Stored items

-*-*-

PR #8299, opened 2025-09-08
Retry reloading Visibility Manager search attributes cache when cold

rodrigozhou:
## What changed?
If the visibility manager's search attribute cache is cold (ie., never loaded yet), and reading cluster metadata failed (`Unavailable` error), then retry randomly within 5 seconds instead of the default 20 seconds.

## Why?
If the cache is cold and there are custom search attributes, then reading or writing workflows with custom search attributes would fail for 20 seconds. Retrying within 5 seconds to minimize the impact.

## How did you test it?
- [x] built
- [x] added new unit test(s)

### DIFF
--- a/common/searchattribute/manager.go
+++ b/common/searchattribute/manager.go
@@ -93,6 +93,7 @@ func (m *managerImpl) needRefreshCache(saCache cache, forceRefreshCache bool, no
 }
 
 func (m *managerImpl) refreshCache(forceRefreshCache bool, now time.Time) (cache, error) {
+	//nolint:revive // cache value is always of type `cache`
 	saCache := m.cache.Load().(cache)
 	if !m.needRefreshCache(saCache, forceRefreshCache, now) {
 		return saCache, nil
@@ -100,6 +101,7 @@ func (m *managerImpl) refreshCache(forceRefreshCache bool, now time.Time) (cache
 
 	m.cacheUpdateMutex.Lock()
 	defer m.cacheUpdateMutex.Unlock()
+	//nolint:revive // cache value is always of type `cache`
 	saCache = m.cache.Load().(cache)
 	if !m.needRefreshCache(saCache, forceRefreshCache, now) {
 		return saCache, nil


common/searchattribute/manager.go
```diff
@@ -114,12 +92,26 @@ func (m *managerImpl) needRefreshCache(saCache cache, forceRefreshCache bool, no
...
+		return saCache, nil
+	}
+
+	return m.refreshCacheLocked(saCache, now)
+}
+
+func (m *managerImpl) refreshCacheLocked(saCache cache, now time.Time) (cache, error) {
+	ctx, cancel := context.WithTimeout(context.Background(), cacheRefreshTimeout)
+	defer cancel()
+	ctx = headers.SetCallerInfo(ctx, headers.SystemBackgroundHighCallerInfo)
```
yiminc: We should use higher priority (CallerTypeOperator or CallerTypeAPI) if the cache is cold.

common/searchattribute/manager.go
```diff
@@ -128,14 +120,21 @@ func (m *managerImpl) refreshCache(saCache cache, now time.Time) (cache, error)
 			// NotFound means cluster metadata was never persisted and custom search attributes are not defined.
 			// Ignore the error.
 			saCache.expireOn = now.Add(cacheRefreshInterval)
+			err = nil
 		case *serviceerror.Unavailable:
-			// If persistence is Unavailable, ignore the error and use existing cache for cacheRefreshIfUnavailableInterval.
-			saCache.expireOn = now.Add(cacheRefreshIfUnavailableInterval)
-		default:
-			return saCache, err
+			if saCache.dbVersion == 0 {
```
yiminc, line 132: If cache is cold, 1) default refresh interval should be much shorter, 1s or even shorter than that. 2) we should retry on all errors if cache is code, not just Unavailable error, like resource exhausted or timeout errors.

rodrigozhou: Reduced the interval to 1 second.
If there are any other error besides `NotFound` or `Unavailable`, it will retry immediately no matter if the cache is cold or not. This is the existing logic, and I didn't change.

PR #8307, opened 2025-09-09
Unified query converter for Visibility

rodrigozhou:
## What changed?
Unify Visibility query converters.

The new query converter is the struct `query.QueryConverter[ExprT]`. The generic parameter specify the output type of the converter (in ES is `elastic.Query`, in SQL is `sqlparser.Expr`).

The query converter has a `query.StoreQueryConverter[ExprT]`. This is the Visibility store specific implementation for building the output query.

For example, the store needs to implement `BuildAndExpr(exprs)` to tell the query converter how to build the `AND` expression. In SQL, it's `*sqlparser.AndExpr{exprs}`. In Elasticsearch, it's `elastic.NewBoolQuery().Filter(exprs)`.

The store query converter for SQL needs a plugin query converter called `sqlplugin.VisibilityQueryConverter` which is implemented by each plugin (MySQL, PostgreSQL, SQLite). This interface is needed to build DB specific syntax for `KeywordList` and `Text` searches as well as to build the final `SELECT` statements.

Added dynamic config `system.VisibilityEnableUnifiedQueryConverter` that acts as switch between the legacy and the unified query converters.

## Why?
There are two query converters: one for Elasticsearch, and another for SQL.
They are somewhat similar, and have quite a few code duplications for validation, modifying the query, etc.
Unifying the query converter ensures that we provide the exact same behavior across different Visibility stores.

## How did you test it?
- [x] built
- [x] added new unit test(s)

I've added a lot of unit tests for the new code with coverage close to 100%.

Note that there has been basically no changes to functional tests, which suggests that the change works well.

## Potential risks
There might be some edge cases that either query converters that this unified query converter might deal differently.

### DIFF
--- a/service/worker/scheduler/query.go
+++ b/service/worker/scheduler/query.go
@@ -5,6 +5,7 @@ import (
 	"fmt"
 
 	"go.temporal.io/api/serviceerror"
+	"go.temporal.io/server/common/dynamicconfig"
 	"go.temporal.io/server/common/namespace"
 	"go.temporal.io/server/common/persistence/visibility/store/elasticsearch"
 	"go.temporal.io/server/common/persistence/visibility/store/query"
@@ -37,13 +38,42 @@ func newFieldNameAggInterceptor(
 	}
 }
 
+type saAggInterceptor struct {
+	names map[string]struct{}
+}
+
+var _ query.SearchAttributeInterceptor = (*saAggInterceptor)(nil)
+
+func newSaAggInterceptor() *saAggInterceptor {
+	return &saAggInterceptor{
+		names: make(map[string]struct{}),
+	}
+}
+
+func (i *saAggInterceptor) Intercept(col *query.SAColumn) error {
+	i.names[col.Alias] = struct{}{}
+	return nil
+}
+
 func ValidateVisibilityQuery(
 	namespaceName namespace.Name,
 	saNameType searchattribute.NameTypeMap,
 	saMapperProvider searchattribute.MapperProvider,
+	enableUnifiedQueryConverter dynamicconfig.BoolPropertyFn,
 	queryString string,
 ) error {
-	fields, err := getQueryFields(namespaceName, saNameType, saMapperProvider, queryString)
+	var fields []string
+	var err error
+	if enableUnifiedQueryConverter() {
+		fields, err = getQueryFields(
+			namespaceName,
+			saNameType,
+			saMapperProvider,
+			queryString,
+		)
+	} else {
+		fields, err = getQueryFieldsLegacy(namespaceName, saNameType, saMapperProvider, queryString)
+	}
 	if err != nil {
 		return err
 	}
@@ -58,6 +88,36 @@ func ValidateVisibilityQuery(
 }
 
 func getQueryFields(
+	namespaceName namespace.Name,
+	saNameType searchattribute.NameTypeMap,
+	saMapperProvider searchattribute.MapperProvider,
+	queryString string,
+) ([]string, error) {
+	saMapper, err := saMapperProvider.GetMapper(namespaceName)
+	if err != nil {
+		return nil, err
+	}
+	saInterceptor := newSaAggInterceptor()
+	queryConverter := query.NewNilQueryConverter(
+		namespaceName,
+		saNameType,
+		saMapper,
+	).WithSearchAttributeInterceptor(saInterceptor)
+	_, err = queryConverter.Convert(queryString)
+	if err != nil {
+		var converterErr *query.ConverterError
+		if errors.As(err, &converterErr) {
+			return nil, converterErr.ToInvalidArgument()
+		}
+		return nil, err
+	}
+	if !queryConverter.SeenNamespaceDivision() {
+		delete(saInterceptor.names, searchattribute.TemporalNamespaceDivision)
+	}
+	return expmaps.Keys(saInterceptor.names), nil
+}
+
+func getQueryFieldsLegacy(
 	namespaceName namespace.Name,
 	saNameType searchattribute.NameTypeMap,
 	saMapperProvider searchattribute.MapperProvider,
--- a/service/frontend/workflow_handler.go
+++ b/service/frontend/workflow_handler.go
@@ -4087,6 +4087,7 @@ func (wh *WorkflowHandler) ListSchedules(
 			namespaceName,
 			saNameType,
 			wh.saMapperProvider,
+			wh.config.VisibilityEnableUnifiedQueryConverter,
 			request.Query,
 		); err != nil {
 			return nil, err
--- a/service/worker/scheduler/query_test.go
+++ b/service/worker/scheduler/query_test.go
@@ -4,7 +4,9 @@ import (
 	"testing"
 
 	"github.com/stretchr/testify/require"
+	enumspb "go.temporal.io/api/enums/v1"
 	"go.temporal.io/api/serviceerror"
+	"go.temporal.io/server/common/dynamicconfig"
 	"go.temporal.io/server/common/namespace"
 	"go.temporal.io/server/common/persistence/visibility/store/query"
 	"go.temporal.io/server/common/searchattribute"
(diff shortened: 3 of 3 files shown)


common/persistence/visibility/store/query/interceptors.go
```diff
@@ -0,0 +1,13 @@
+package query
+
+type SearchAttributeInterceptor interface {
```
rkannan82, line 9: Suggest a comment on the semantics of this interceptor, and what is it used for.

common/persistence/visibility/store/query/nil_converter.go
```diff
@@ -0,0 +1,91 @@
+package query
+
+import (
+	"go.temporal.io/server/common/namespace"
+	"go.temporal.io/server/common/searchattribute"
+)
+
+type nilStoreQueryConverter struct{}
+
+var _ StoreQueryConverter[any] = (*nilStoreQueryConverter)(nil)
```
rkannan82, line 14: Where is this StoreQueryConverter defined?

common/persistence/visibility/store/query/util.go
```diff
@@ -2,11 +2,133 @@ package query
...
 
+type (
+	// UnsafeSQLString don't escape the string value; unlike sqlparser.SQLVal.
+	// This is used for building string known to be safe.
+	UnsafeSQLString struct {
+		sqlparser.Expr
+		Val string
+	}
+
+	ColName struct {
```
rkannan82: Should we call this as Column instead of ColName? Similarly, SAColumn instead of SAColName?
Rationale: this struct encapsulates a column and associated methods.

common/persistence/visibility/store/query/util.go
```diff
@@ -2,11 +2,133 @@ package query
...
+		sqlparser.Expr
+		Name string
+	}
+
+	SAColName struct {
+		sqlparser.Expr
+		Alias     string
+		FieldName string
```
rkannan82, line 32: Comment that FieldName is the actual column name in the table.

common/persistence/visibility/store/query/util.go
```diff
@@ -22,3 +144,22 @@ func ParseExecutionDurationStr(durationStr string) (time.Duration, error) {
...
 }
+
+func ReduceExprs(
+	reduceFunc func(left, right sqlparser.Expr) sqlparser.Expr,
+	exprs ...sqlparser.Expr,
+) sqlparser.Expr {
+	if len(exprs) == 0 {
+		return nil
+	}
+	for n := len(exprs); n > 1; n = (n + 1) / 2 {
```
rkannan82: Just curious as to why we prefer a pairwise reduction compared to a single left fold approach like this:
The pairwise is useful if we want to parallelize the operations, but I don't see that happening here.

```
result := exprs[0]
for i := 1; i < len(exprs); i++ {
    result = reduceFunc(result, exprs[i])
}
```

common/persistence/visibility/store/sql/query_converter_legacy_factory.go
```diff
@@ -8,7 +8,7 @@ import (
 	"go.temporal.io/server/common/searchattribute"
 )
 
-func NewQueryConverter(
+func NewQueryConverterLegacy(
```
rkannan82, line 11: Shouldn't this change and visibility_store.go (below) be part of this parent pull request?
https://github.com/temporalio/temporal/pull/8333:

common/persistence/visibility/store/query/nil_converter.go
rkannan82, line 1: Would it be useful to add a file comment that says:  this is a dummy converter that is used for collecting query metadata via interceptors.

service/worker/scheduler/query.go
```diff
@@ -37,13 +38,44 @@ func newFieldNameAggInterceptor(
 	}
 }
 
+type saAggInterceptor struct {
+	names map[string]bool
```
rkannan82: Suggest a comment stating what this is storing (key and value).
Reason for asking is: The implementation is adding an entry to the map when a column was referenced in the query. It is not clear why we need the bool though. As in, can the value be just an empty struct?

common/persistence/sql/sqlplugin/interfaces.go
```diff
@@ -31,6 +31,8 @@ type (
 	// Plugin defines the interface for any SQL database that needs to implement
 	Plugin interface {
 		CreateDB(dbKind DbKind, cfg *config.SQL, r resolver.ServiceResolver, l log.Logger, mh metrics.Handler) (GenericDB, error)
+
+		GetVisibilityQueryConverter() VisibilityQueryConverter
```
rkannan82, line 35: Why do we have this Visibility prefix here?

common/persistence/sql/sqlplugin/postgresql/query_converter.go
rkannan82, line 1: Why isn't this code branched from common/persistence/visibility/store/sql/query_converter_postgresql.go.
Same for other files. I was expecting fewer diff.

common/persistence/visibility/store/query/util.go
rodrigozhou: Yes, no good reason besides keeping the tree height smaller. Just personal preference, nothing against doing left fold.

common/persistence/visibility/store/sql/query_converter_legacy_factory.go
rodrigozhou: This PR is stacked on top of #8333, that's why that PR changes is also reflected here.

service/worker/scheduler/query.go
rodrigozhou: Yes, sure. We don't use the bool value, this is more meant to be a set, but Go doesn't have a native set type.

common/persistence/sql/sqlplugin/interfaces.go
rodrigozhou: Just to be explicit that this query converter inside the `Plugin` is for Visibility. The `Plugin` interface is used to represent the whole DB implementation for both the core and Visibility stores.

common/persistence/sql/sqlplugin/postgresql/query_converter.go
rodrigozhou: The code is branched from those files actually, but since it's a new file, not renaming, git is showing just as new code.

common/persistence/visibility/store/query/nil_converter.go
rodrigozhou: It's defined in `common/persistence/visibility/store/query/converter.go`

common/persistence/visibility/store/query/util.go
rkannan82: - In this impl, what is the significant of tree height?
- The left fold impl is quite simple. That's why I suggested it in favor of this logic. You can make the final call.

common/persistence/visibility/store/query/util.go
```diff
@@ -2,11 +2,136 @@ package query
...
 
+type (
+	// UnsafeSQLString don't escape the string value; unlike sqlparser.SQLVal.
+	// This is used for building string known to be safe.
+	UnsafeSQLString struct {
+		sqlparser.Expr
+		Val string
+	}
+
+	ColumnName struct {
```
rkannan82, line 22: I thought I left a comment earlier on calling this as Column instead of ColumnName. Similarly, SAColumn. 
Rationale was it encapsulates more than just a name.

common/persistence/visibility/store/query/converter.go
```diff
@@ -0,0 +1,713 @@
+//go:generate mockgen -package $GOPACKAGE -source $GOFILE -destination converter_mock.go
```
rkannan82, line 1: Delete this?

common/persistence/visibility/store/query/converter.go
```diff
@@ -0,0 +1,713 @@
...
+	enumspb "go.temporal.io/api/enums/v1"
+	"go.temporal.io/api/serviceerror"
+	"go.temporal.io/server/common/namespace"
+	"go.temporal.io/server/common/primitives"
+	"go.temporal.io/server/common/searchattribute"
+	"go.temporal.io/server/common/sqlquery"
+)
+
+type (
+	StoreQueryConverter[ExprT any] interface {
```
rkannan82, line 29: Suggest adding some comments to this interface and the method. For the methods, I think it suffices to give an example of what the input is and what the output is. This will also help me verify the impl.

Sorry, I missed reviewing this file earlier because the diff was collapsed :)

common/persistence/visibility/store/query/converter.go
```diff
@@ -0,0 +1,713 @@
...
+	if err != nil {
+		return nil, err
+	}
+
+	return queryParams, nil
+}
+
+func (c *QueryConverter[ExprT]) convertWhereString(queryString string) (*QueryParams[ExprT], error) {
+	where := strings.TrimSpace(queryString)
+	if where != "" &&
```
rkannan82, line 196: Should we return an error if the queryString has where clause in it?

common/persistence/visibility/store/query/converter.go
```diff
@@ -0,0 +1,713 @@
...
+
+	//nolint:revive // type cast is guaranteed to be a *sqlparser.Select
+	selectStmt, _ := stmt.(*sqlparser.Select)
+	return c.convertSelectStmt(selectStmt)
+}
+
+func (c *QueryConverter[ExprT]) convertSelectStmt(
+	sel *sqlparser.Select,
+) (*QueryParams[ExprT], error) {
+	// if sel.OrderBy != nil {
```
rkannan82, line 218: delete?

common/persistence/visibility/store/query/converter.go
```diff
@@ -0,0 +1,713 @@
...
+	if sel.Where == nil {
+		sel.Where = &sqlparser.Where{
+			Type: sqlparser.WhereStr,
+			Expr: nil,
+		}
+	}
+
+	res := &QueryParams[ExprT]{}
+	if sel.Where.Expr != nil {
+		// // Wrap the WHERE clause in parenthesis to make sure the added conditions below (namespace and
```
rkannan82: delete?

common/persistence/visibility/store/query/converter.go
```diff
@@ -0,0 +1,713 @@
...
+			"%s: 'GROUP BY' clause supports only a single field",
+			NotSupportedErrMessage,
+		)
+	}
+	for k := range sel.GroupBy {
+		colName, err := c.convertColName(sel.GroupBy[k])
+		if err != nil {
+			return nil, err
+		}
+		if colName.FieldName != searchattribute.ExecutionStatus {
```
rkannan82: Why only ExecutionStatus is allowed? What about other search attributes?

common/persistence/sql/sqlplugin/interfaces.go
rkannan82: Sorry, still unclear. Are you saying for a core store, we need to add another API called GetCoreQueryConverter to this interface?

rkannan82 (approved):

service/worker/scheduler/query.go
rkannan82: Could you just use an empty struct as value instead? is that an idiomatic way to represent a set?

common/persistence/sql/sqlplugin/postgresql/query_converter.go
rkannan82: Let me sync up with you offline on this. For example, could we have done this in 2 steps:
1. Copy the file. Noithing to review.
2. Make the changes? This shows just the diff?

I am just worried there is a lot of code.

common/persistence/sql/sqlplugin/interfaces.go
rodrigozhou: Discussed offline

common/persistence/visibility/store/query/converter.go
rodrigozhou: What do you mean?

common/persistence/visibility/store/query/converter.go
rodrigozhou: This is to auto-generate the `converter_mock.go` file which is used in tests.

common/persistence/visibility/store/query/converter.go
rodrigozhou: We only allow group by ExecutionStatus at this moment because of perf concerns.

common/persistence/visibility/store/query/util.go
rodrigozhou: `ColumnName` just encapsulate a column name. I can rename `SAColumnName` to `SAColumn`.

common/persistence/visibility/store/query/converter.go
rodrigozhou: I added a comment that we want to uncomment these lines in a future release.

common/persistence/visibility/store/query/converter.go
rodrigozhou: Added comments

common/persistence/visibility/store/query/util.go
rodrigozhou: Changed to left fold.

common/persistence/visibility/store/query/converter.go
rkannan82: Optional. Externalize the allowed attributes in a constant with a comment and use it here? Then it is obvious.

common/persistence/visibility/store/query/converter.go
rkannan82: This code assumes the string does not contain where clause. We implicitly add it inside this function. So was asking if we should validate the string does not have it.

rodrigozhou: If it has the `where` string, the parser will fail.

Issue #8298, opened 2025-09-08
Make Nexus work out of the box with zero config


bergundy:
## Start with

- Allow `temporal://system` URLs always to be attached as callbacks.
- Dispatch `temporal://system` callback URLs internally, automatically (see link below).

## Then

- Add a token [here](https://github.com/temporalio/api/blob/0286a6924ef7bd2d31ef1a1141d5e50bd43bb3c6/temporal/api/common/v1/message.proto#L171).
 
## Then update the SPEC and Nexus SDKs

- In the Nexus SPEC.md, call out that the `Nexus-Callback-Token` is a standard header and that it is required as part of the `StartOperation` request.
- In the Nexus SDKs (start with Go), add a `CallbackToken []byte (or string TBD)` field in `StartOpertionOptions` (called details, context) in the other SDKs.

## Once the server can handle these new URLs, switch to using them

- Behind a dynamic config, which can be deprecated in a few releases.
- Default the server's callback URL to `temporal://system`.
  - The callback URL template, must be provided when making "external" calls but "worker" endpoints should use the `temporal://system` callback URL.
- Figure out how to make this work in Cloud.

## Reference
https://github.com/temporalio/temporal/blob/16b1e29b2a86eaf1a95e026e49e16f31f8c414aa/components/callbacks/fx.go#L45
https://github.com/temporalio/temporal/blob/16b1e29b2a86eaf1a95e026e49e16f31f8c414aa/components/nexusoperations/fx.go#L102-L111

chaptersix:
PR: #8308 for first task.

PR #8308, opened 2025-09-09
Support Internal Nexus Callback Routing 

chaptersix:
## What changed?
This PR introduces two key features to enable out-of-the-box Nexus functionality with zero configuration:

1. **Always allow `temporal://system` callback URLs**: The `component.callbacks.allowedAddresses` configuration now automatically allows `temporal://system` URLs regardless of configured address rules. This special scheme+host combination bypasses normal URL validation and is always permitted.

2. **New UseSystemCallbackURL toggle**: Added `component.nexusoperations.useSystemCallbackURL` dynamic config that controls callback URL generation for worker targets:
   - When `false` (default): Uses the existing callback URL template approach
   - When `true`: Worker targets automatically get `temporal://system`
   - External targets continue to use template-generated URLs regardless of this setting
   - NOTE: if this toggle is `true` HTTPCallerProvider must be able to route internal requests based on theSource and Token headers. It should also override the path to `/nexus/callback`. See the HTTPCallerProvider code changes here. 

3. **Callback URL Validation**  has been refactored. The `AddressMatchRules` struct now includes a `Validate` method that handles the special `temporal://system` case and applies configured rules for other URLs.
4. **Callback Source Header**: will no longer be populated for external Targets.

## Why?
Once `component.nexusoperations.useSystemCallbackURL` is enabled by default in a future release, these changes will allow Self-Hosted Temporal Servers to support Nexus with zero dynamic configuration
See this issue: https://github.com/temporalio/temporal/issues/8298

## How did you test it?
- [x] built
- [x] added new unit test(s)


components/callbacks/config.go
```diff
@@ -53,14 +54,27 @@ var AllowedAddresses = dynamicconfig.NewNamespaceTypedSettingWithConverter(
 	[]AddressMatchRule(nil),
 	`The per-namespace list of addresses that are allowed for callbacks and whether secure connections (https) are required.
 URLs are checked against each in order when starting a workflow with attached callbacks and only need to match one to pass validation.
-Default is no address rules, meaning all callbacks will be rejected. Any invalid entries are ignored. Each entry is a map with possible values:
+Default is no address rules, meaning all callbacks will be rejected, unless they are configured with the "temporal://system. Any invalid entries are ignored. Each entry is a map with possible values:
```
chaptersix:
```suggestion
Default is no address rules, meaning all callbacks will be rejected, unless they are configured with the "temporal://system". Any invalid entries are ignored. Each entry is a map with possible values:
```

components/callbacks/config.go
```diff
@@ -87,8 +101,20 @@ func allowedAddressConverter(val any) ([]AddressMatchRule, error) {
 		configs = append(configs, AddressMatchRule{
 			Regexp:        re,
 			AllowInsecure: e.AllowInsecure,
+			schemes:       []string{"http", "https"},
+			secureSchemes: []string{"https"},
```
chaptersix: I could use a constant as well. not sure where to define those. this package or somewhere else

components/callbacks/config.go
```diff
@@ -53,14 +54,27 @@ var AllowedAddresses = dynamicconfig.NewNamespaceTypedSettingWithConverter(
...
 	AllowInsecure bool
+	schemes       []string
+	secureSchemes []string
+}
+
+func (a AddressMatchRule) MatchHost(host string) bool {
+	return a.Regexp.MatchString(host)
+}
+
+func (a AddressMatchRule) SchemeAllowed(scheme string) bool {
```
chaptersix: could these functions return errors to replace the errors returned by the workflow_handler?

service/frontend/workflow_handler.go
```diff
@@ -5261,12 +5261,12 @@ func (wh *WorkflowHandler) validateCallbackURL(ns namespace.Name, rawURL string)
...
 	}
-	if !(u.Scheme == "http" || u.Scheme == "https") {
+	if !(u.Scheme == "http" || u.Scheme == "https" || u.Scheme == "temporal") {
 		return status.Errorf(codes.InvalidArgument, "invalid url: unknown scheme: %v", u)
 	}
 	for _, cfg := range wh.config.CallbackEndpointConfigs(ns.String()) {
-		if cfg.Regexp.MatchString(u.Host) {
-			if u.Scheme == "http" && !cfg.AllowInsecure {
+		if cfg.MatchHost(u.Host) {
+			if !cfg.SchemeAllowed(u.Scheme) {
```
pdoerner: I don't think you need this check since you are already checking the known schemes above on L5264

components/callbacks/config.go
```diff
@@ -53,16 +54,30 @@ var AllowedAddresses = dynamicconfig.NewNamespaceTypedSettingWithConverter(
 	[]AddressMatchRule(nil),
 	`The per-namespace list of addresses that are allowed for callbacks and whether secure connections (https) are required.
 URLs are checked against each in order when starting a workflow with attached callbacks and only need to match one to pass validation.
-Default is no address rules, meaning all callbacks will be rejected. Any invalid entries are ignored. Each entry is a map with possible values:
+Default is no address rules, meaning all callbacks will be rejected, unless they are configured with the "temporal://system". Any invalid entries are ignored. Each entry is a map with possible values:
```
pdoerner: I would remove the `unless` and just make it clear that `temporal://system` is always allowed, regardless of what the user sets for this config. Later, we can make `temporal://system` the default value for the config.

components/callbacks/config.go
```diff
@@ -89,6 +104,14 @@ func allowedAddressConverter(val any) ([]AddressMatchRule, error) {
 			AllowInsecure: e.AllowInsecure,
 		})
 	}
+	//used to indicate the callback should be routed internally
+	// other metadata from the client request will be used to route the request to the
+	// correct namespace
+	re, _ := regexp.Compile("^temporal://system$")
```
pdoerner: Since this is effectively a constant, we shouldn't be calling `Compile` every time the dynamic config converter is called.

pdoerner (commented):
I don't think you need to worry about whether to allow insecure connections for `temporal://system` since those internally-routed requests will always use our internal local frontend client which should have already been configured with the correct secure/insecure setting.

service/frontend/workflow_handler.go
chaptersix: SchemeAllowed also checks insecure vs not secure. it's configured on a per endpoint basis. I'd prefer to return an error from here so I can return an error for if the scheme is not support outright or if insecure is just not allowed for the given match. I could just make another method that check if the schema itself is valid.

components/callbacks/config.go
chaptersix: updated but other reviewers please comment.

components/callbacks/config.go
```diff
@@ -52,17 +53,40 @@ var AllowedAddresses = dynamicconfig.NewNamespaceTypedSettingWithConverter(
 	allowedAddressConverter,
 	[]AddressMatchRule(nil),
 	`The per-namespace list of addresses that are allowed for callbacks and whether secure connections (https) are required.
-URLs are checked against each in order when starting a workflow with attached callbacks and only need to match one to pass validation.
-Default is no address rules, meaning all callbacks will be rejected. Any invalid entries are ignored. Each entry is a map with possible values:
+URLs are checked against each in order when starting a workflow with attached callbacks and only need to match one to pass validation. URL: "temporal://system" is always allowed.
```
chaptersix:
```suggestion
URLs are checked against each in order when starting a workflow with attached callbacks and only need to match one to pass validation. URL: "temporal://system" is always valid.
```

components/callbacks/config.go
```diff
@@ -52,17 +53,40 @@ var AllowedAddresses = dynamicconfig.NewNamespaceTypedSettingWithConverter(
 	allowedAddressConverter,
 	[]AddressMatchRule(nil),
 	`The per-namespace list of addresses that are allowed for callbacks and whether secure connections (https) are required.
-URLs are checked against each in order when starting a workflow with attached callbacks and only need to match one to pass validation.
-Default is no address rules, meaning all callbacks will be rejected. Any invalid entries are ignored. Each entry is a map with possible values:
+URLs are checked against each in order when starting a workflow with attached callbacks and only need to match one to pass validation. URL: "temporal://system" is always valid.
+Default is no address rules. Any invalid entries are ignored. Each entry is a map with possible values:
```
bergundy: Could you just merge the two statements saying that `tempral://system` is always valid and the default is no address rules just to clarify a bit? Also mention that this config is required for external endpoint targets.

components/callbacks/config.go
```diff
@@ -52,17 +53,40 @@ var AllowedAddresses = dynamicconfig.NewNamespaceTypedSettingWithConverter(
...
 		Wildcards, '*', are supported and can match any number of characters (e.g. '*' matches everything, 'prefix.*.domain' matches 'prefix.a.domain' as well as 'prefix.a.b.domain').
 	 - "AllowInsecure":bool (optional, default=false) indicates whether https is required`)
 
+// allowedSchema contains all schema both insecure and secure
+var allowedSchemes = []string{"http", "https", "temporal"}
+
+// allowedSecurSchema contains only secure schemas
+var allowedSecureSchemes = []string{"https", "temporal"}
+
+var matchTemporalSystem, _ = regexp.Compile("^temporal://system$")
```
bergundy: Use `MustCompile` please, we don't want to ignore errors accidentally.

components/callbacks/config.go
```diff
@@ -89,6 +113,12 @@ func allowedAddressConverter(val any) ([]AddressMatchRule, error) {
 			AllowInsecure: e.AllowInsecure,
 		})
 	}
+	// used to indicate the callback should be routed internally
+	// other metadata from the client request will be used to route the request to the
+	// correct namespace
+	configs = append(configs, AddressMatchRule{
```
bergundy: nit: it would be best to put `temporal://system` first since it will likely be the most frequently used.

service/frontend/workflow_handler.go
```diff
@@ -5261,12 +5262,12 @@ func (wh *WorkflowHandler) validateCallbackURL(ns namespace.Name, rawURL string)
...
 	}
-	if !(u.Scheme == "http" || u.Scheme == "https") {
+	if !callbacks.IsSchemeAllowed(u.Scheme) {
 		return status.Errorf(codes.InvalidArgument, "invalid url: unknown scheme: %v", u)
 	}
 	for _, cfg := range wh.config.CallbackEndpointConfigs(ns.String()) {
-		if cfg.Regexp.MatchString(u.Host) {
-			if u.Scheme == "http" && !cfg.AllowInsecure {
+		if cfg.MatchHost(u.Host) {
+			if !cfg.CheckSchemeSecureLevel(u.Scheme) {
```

-*-*-

What is expected
Of all the entries above, output exactly the lines between the one holding "4. **Callback Source" and the one holding "chaptersix: I could", inclusive.

Answer section
4. **Callback Source Header**: will no longer be populated for external Targets.

## Why?
Once `component.nexusoperations.useSystemCallbackURL` is enabled by default in a future release, these changes will allow Self-Hosted Temporal Servers to support Nexus with zero dynamic configuration
See this issue: https://github.com/temporalio/temporal/issues/8298

## How did you test it?
- [x] built
- [x] added new unit test(s)


components/callbacks/config.go
```diff
@@ -53,14 +54,27 @@ var AllowedAddresses = dynamicconfig.NewNamespaceTypedSettingWithConverter(
 	[]AddressMatchRule(nil),
 	`The per-namespace list of addresses that are allowed for callbacks and whether secure connections (https) are required.
 URLs are checked against each in order when starting a workflow with attached callbacks and only need to match one to pass validation.
-Default is no address rules, meaning all callbacks will be rejected. Any invalid entries are ignored. Each entry is a map with possible values:
+Default is no address rules, meaning all callbacks will be rejected, unless they are configured with the "temporal://system. Any invalid entries are ignored. Each entry is a map with possible values:
```
chaptersix:
```suggestion
Default is no address rules, meaning all callbacks will be rejected, unless they are configured with the "temporal://system". Any invalid entries are ignored. Each entry is a map with possible values:
```

components/callbacks/config.go
```diff
@@ -87,8 +101,20 @@ func allowedAddressConverter(val any) ([]AddressMatchRule, error) {
 		configs = append(configs, AddressMatchRule{
 			Regexp:        re,
 			AllowInsecure: e.AllowInsecure,
+			schemes:       []string{"http", "https"},
+			secureSchemes: []string{"https"},
```
chaptersix: I could use a constant as well. not sure where to define those. this package or somewhere else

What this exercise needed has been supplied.